GIVEN DATA.
PR #15037, opened 2025-06-20
BugFix - Do Not Apply HideBottomViewOnScrollBehavior For Bottom Navigation View

alperozturk96:

### How to reproduce?

1. Ensure there are enough files in the list to cover the full height of the device screen.
2. Scroll down slightly.
3. Observe that the Bottom Navigation View and the Plus (+) button disappear.
4. Tap on any folder to navigate into it.
5. Notice that within the folder, the Bottom Navigation View remains hidden, and only the Plus (+) button is visible.

### Demo

https://github.com/user-attachments/assets/755bc4ed-2b27-4aae-a9c9-b68c745cfcc1

### DIFF
--- a/app/src/main/java/com/owncloud/android/ui/adapter/GalleryAdapter.kt
+++ b/app/src/main/java/com/owncloud/android/ui/adapter/GalleryAdapter.kt
@@ -95,7 +95,7 @@ class GalleryAdapter(
     override fun onCreateViewHolder(parent: ViewGroup, viewType: Int): SectionedViewHolder {
         val inflater = LayoutInflater.from(parent.context)
 
-        return when(viewType) {
+        return when (viewType) {
             VIEW_TYPE_HEADER -> {
                 val binding = GalleryHeaderBinding.inflate(inflater, parent, false)
                 GalleryHeaderViewHolder(binding)
--- a/app/src/main/java/com/owncloud/android/ui/adapter/GalleryAdapter.kt
+++ b/app/src/main/java/com/owncloud/android/ui/adapter/GalleryAdapter.kt
@@ -90,30 +90,32 @@ class GalleryAdapter(
         }
     }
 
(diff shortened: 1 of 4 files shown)


app/src/main/res/layout/list_footer.xml
```diff
@@ -12,6 +12,7 @@
     android:layout_gravity="center_horizontal"
     android:gravity="center_horizontal"
     android:orientation="vertical"
+    android:layout_marginBottom="@dimen/standard_double_margin"
```
alperozturk96, line 15: Footer and last item in the list must be visible, thus bottom margin needed.

app/src/main/java/com/owncloud/android/ui/adapter/GalleryAdapter.kt
```diff
@@ -88,26 +90,32 @@ class GalleryAdapter(
...
-                storageManager,
-                this,
-                viewThemeUtils
-            )
+            }
+            VIEW_TYPE_FOOTER -> {
+                val binding = ListFooterBinding.inflate(inflater, parent, false)
+                OCFileListFooterViewHolder(binding)
+            }
+            else -> throw IllegalArgumentException("Unsupported view type: $viewType")
```
alperozturk96, line 118: The value must be one of the following: VIEW_TYPE_HEADER, VIEW_TYPE_ITEM, or VIEW_TYPE_FOOTER. You can confirm this by reviewing the SectionedViewHolder implementation. Unfortunately, since the type is represented as an integer rather than an enum, a default else clause with an exception is required.

tobiasKaminsky (changes requested):
Please try to mimick the same behaviour as "+" button, instead of always showing bottom bar.

alperozturk96:
https://github.com/nextcloud/android/pull/15063

Issue #14149, opened 2024-12-10
Navigation and Toolbar State Management into a Unified Enum-Based Approach


alperozturk96:
### Context

Our current implementation involves managing navigation state, toolbar configuration, and menu item highlighting using multiple independent sources. This fragmented approach introduces significant complexity and fragility, especially when states override one another or are not persisted properly.

**Toolbar Variants:**

With search:

<img width="463" height="134" alt="Image" src="https://github.com/user-attachments/assets/a697bf46-ea05-466f-aa7d-ee9e708526a6" />

Plain:

<img width="463" height="134" alt="Image" src="https://github.com/user-attachments/assets/5724d27d-6b7c-4b9d-a8ef-7703286aa982" />

### Current Implementation Issues

We currently rely on three separate mechanisms to determine and control the toolbar type, screen title, and the selected menu item (in both bottom navigation and drawer):

1. Static Booleans in `MainApp.java`:

```
private static boolean mOnlyOnDevice;
private static boolean mOnlyPersonalFiles;
```

2. SearchEvent in `com.owncloud.android.ui.events`:

Various search types are used to define the current context in fragments such as `OCFileListFragment`, `GalleryFragment`, and `SharedListFragment`, all managed by `FileDisplayActivity`:

```
 public static enum SearchType {
        FILE_SEARCH,
        FAVORITE_SEARCH,
        RECENTLY_MODIFIED_SEARCH,
        PHOTO_SEARCH,
        SHARED_SEARCH,
        GALLERY_SEARCH,
        FILE_ID_SEARCH,
        CONTENT_TYPE_SEARCH,
        RECENTLY_ADDED_SEARCH,
        SHARED_FILTER;
}
```

3. Static `menuItemId` from `DrawerActivity`:

Tracks user interaction from UI components within `DrawerActivity`. These mechanisms are not synchronized and often override one another, making state management brittle and error-prone.

### Problem Scenarios

Scenario 1:

A user navigates to the Media tab. The `SearchEvent` and `menuItemId` are correctly set. However, when the user backgrounds the app and later returns, the "All Files" are shown while the "Media" menu item remains highlighted. This occurs because `FileDisplayActivity` must handle all search types and ensure the toolbar and active menu item reflect the current state, but it often fails due to fragmented state checks.

Scenario 2:

[...]

PR #15049, opened 2025-06-24
BugFix - Fix Toolbar Inconsistency For Favorites Tab

alperozturk96:

The Favorites toolbar is inconsistent when switching between screens. 

**How to reproduce:**

1. Go to the Favorites tab.
2. Lock the device screen while on the Favorites tab (or switch to another tab and then return to Favorites)
3. Unlock the device and reopen the app.
4. Notice the search bar looks different.


alperozturk96:
> Please check if with new behaviour when you click on a folder, that then folder is shown.

Seems like okay.

https://github.com/user-attachments/assets/f7e81a5d-8c82-4b53-8541-a505e95a4a5b

ZetaTom (dismissed):
During our review meeting, @alperozturk96 and I found the following inconsistencies:

- unified search bar still appears
	1. Open Nextcloud App
	2. (Add folder to favourites, only if no favourites are set)
	3. Open *Favourites* tab
	4. Open folder from second step
	5. Press back button
	6. Wrong search bar appears
- wrong title in search bar
	1. Repeat steps above
	2. Lock device
	3. Unlock device
	4. *Favourites* is replaced with instance name ("Devcloud" in my case)

tobiasKaminsky:
@alperozturk96 can you update (and fix above finding by you and Tom)?

alperozturk96:
I have fixed the mentioned issues. However, I am not fully certain whether similar issues might occur in other scenarios. The current state is already an improvement over master. I have also provided a detailed explanation of the original issue earlier [here](https://github.com/nextcloud/android/issues/14149).

One of the reasons we don’t have a stable solution is that the toolbar is being set from multiple places, which can override each other. Currently, there is no single source of truth for managing it.

Screenshot 2025-09-03 at 13 47 25

@tobiasKaminsky

PR #15063, opened 2025-06-27
BugFix - Slide HideBottomViewOnScrollBehavior For BottomNavigationView

alperozturk96:

### How to reproduce?

1. Ensure there are enough files in the list to cover the full height of the device screen.
2. Scroll down slightly.
3. Observe that the Bottom Navigation View and the Plus (+) button disappear.
4. Tap on any folder to navigate into it.
5. Notice that within the folder, the Bottom Navigation View remains hidden, and only the Plus (+) button is visible.

### Demo

https://github.com/user-attachments/assets/587ebcaf-63f8-40ab-a402-f247ba7e5fc7

### DIFF
--- a/app/src/main/java/com/owncloud/android/ui/fragment/OCFileListFragment.java
+++ b/app/src/main/java/com/owncloud/android/ui/fragment/OCFileListFragment.java
@@ -36,7 +36,6 @@ import android.view.ViewGroup;
 import android.widget.AbsListView;
 import android.widget.Toast;
 
-import com.google.android.material.behavior.HideBottomViewOnScrollBehavior;
 import com.google.android.material.bottomsheet.BottomSheetBehavior;
 import com.google.android.material.dialog.MaterialAlertDialogBuilder;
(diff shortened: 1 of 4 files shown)


app/src/main/java/com/owncloud/android/ui/fragment/OCFileListFragment.java
```diff
@@ -2241,40 +2239,26 @@ public void setFabVisible(final boolean visible) {
...
+                viewThemeUtils.material.themeFAB(mFabMain);
+            } else {
+                mFabMain.hide();
             }
+
+            ViewExtensionsKt.slideHideBottomBehavior(mFabMain, visible);
+        });
+    }
+
+    public void slideHideBottomBehaviourForBottomNavigationView(boolean visible) {
```
alperozturk96, line 2259: The visibility of the bottom navigation view cannot be managed within the setFABVisible method, as it does not consistently align with the visibility of the FAB in all scenarios. Such as during multi-select operations. 

Therefore, the bottom navigation view visibility logic needs to be handled in a separate function.

PR #15067, opened 2025-06-27
🎨 Migrate to outlined icon style

AndyScherzinger:
- [x] Tests written, or not not needed

PR #15075, opened 2025-06-30
Align recommended files layout with grid item layout

AndyScherzinger:

Triggered by https://github.com/nextcloud/android/pull/15067#pullrequestreview-2971623961
Change the layout to be closer to the grid item layout. besides the extra, subline I think it would also be fine to simply use the same layout+subline.

|before|after|
|---|---|
|Screenshot_20250630_155232|Screenshot_20250630_183055|


jancborchardt (approved):
Much better already. And we need to improve more :O

kra-mo (approved):

Issue #14855, opened 2025-05-02
SyncBroadcastReceiver in FileDisplayActivity Triggers Multiple Times Causing Repeated Directory Listing


alperozturk96:
### Steps to reproduce

1. Upload files in a directory.
2. Observe FileDisplayActivity.SyncBroadcastReceiver being triggered multiple times during the process.
3. As a result, listDirectory() is called repeatedly.
4. These repeated calls lead to multiple invocations of OCFileListAdapter.swapDirectory().

### Suggestion

The broadcast receiver should be triggered only when necessary, and directory listing should occur a single time per meaningful change.

alperozturk96:
Currently, the following code retrieves the path of the remote folder that needs to be synchronized:

`String synchFolderRemotePath = intent.getStringExtra(FileSyncAdapter.EXTRA_FOLDER_PATH);`

Subsequently, we fetch the list of remote files inside that folder with:

`RemoteOperationResult synchResult = (RemoteOperationResult) DataHolderUtil.getInstance().retrieve(intent.getStringExtra(FileSyncAdapter.EXTRA_RESULT));`

Given that we already have access to the current list of files in the local directory, we can calculate and compare the hash codes of both local and remote file lists. If the hash codes match, we can safely skip the synchronization process. If they differ, we proceed with the update.

This approach would result in a significant performance improvement. **Even a single unnecessary folder update currently triggers a full directory listing, including database queries, thumbnail cache checks, and redundant rendering of thumbnails for each file.**

### Implementation Steps

**Convert FileDisplayActivity.SyncBroadcastReceiver to Kotlin (First PR)**

Refactor the logic for better readability, maintainability and performance.

~~**Introduce Hash Code Comparison (Second PR)**Implement the hash code comparison logic within FileDisplayActivity.SyncBroadcastReceiver.~~

**Analyze SyncBroadcastReceiver Usage (Third PR)**

Review the usage of FileDisplayActivity.SyncBroadcastReceiver throughout the codebase. Identify and remove any redundant or unnecessary triggers if it exists.

**Better OCFileListAdapter implementation - this is big one and should be discussed in different issue**

-------------------------

These steps will bring the Android implementation more in line with iOS in terms of performance and state management, and it's a noticeable user experience improvement.


**For each change, we must validate the following functional areas:**

- Folder and file listing behavior
- "Favorites", "Shared with you", "Personal", and "On-device files" filters.
- General sync behavior such as folder sync, file download.

I believe we should prioritize this task.

[...]

PR #15081, opened 2025-07-02
BugFix - Do not handleRemovedFolder for Root Directory

alperozturk96:

### DIFF
--- a/app/src/main/java/com/owncloud/android/ui/activity/FileDisplayActivity.java
+++ b/app/src/main/java/com/owncloud/android/ui/activity/FileDisplayActivity.java
@@ -1355,10 +1355,11 @@ public class FileDisplayActivity extends FileActivity
 
         OCFile currentFile = (getFile() == null) ? null : getStorageManager().getFileByPath(getFile().getRemotePath());
         final OCFile currentDir = (getCurrentDir() == null) ? null : getStorageManager().getFileByPath(getCurrentDir().getRemotePath());
+        final boolean isSyncFolderRemotePathRoot = OCFile.ROOT_PATH.equals(syncFolderRemotePath);
 
-        if (currentDir == null) {
+        if (currentDir == null && !isSyncFolderRemotePathRoot) {
             handleRemovedFolder(syncFolderRemotePath);
-        } else {
+        } else if (currentDir != null) {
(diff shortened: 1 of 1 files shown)


app/src/main/java/com/owncloud/android/ui/activity/FileDisplayActivity.java
```diff
@@ -1323,10 +1323,11 @@ private void handleSyncEvent(String event, String syncFolderRemotePath, String i
 
         OCFile currentFile = (getFile() == null) ? null : getStorageManager().getFileByPath(getFile().getRemotePath());
         final OCFile currentDir = (getCurrentDir() == null) ? null : getStorageManager().getFileByPath(getCurrentDir().getRemotePath());
+        final boolean isSyncFolderRemotePathRoot = OCFile.ROOT_PATH.equals(syncFolderRemotePath);
 
-        if (currentDir == null) {
+        if (currentDir == null && !isSyncFolderRemotePathRoot) {
```
tobiasKaminsky, line 1360: While this works, the more important question is how can "currentDir" be null?
Can you set a breakpoint with condition "currendDir == null" and test it?
Related ticket might reveal some ideas how to reproduce, e.g. switching Activities

alperozturk96: The null check for currentDir already exists in the master branch. Purpose of this PR is not including the root path to the handleRemovedFolder function.


And this check logic is invoked from multiple places via SyncBroadcastReceiver. As previously discussed, this is related to the issue referenced here: https://github.com/nextcloud/android/issues/14855#issuecomment-2966196107.

Determining why currentDir is null depends on the specific broadcast event that triggers it and is beyond the scope of this pull request.

The relevant events:

```
FileSyncAdapter.EVENT_FULL_SYNC_START,
FileSyncAdapter.EVENT_FULL_SYNC_END,
FileSyncAdapter.EVENT_FULL_SYNC_FOLDER_CONTENTS_SYNCED,
RefreshFolderOperation.EVENT_SINGLE_FOLDER_CONTENTS_SYNCED,
RefreshFolderOperation.EVENT_SINGLE_FOLDER_SHARES_SYNCED

```

tobiasKaminsky (approved):

PR #445, opened 2024-01-22
Set Neon to return meaningful socket errors on Windows during socket.recv() calls.

gitlarryf:
Fix net.neon to return meaningful errors on recv()


src/socketx.h
```diff
@@ -3,6 +3,7 @@
 #include <winsock.h>
 typedef int socklen_t;
 #pragma warning(disable: 4127) // incompatible with FD_SET()
+#define socketerror  WSAGetLastError()
```
ghewgill, line 6: Use `#define socketerror()` so the use of this doesn't look like a variable.

src/socketx.h
```diff
@@ -15,5 +16,6 @@ typedef int socklen_t;
 typedef int SOCKET;
 const int INVALID_SOCKET = -1;
 inline void closesocket(int x) { close(x); }
+#define socketerror   errno
```
ghewgill, line 19: Use `#define socketerror()` so the use of this doesn't look like a variable.

lib/net.cpp
```diff
@@ -15,6 +15,26 @@
...
+#ifdef _WIN32
+    FormatMessage(FORMAT_MESSAGE_FROM_SYSTEM | FORMAT_MESSAGE_IGNORE_INSERTS,
+                    NULL,
+                    err,
+                    MAKELANGID(LANG_NEUTRAL, SUBLANG_DEFAULT),
+                    msgbuf,
+                    sizeof(msgbuf),
+                    NULL);
+#else
+    snprintf(msgbuf, sizeof(msgbuf), "%s", strerror(err));
```
ghewgill, line 30: To avoid an unnecessary copy, this case can be simply `return strerror(err)`. You should be aware of default constructors and how it is unnecessary to explicitly call `std::string(...)` for character buffers.

lib/net.cpp
```diff
@@ -15,6 +15,26 @@
 
 // https://wiki.openssl.org/index.php/SSL/TLS_Client
 
+static std::string socket_error(int err)
+{
+    static char msgbuf[256] = { '\0' };
+#ifdef _WIN32
+    FormatMessage(FORMAT_MESSAGE_FROM_SYSTEM | FORMAT_MESSAGE_IGNORE_INSERTS,
```
ghewgill, line 22: The return value of FormatMessage is not checked here, and it should be.

lib/net.cpp
```diff
@@ -15,6 +15,26 @@
...
+                    NULL,
+                    err,
+                    MAKELANGID(LANG_NEUTRAL, SUBLANG_DEFAULT),
+                    msgbuf,
+                    sizeof(msgbuf),
+                    NULL);
+#else
+    snprintf(msgbuf, sizeof(msgbuf), "%s", strerror(err));
+#endif
+    if (msgbuf[0] == '\0') {
```
ghewgill, line 32: This seems like a redundant test, as I can see no case where the error message function succeeds but still returns an empty message. Instead, check for success of FormatMessage. (Note that strerror() has no error return value and is documented to always return a valid string.)

ghewgill (changes requested):

src/socketx.h
gitlarryf: Fixed.

src/socketx.h
gitlarryf: Fixed.

lib/net.cpp
gitlarryf: Fixed.

lib/net.cpp
gitlarryf: Fixed.

lib/net.cpp
gitlarryf: Removed unnecessary check, and simplified the logic.

src/socketx.h
ghewgill: This has not been fixed.

src/socketx.h
ghewgill: Also this has not been fixed.

ghewgill (changes requested):

lib/net.cpp
```diff
@@ -15,6 +15,25 @@
 
 // https://wiki.openssl.org/index.php/SSL/TLS_Client
 
+static std::string socket_error(int err)
```
ghewgill, line 18: You seem to have something named `socketerror` and something else named `socket_error`. Please find names that are more different.

ghewgill (changes requested):

lib/net.cpp
gitlarryf: I changed this to `error_to_string()`, and the macro to `GetSocketErro()`.

lib/net.cpp
```diff
@@ -15,6 +15,25 @@
 
 // https://wiki.openssl.org/index.php/SSL/TLS_Client
 
+static std::string error_to_string(int err)
+{
+#ifdef _WIN32
+    static char msgbuf[256] = { '\0' };
```
ghewgill, line 21: Why is this declared static? It doesn't need to be static.

src/socketx.h
```diff
@@ -15,5 +16,6 @@ typedef int socklen_t;
 typedef int SOCKET;
 const int INVALID_SOCKET = -1;
 inline void closesocket(int x) { close(x); }
+#define GetSocketError()   errno
```
ghewgill, line 19: This naming convention is inconsistent. Nothing else in the socket library uses CamelCase. Choose something consistent.

lib/net.cpp
```diff
@@ -15,6 +15,25 @@
 
 // https://wiki.openssl.org/index.php/SSL/TLS_Client
 
+static std::string error_to_string(int err)
```
ghewgill, line 18: This name is too generic - what kind of error? This is specifically related to sockets, so socket should be mentioned in the name somewhere.

ghewgill (changes requested):

lib/net.cpp
gitlarryf: Removed static.

src/socketx.h
gitlarryf: Changed name to socket_error()

lib/net.cpp
gitlarryf: Changed name to socket_error_message()

PR #446, opened 2024-02-15
Add meaningful Win32 socket error code to cnex

gitlarryf:


exec/cnex/lib/net.c
```diff
@@ -58,6 +58,25 @@ static SOCKET *check_socket(TExecutor *exec, Object *o)
     return o->ptr;
 }
 
+static char *socket_error_message(int err)
```
ghewgill, line 61: This should return `const char` instead of `char`

ghewgill (changes requested):

exec/cnex/lib/net.c
gitlarryf: That's what was intended.  I missed that.  It's been fixed and pushed.

PR #452, opened 2024-04-11
Add math.min function support to csnex

gitlarryf:


exec/csnex/lib/math.cs
```diff
@@ -59,6 +59,17 @@ public void log()
             Exec.stack.Push(Cell.CreateNumberCell(Number.FromDouble(r)));
         }
 
+        public void min()
```
ghewgill, line 62: If you're going to add min, then add max too.

ghewgill (changes requested):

ASSIGNED TASK. The answer must be a single number: how many lines of the data include the string "intent".

RESPONSE. 2